WORK TASK: The output must match the entries below exactly.

Stored data entries
━━━

PR #272, opened 2017-08-29
usdview: add "Copy Layer identifier" menu item

elrond79:
useful when using Assest Resolvers, where the "real path" may be less useful than the unresolved identifier

### Description of Change(s)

━━━

EXERCISE RESPONSE:
PR #272, opened 2017-08-29
usdview: add "Copy Layer identifier" menu item

elrond79:
useful when using Assest Resolvers, where the "real path" may be less useful than the unresolved identifier

### Description of Change(s)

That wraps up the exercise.